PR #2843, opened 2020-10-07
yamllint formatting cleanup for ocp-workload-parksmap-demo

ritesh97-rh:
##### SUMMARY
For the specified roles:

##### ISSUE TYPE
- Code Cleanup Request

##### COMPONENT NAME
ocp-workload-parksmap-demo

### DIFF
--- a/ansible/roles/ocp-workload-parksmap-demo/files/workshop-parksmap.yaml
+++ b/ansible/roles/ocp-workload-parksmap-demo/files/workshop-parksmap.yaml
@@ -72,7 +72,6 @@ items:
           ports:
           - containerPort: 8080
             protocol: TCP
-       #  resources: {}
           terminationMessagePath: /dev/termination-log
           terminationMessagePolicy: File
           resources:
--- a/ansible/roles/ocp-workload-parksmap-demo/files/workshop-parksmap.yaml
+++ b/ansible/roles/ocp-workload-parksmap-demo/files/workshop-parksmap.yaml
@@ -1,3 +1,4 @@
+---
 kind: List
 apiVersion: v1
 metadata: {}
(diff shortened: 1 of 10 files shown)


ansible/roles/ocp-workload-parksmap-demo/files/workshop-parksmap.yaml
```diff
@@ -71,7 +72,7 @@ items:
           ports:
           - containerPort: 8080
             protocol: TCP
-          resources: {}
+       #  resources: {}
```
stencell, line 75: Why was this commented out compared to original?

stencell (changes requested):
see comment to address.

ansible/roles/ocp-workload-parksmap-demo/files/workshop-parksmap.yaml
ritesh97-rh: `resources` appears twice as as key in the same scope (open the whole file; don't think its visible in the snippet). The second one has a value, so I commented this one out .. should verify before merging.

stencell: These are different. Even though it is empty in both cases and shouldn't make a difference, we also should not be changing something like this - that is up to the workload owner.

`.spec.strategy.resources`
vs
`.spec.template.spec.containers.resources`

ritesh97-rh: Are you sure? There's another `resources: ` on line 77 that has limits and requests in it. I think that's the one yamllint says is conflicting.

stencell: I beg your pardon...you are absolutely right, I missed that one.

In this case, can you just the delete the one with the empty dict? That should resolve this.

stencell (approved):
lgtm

◇ ◇ ◇ ◇ ◇

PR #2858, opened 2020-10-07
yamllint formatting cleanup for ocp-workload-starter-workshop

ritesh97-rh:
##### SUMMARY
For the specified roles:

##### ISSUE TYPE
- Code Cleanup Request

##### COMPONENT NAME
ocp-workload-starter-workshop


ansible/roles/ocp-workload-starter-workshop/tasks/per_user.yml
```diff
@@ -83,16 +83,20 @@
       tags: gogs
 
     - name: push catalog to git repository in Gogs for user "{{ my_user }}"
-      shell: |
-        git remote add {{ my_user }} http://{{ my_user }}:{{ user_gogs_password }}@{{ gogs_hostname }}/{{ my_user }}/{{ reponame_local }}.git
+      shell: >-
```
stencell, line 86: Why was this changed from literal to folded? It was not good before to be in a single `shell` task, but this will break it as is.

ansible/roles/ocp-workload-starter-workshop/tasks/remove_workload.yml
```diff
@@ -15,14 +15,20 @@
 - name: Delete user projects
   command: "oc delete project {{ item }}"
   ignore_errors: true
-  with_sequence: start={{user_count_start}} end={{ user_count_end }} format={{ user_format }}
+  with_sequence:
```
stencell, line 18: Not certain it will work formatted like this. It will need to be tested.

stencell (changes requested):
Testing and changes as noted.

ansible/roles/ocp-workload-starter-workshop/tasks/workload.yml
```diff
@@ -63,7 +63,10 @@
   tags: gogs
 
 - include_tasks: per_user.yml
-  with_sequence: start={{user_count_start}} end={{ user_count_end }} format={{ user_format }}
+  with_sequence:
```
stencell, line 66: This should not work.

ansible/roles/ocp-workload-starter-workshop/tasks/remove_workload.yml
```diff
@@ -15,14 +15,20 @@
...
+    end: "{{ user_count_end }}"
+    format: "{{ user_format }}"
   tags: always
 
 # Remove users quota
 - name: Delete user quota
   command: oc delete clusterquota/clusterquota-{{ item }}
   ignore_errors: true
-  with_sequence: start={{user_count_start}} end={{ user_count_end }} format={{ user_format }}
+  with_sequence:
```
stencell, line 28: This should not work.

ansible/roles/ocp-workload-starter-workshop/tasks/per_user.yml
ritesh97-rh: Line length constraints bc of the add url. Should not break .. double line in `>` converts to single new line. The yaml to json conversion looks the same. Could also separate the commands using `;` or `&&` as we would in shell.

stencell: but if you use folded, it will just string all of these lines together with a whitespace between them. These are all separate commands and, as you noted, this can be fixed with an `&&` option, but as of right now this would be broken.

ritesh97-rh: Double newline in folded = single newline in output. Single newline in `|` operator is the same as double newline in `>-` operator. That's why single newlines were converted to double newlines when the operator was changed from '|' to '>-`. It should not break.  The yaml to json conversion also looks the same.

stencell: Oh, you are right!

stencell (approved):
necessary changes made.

◇ ◇ ◇ ◇ ◇

■ **Problem description**
Copy out the lines above exactly, beginning at the one that contains "Testing and changes as noted." and ending at the one that contains "ritesh97-rh: Line length".

■ **Response to the task**
Testing and changes as noted.

ansible/roles/ocp-workload-starter-workshop/tasks/workload.yml
```diff
@@ -63,7 +63,10 @@
   tags: gogs
 
 - include_tasks: per_user.yml
-  with_sequence: start={{user_count_start}} end={{ user_count_end }} format={{ user_format }}
+  with_sequence:
```
stencell, line 66: This should not work.

ansible/roles/ocp-workload-starter-workshop/tasks/remove_workload.yml
```diff
@@ -15,14 +15,20 @@
...
+    end: "{{ user_count_end }}"
+    format: "{{ user_format }}"
   tags: always
 
 # Remove users quota
 - name: Delete user quota
   command: oc delete clusterquota/clusterquota-{{ item }}
   ignore_errors: true
-  with_sequence: start={{user_count_start}} end={{ user_count_end }} format={{ user_format }}
+  with_sequence:
```
stencell, line 28: This should not work.

ansible/roles/ocp-workload-starter-workshop/tasks/per_user.yml
ritesh97-rh: Line length constraints bc of the add url. Should not break .. double line in `>` converts to single new line. The yaml to json conversion looks the same. Could also separate the commands using `;` or `&&` as we would in shell.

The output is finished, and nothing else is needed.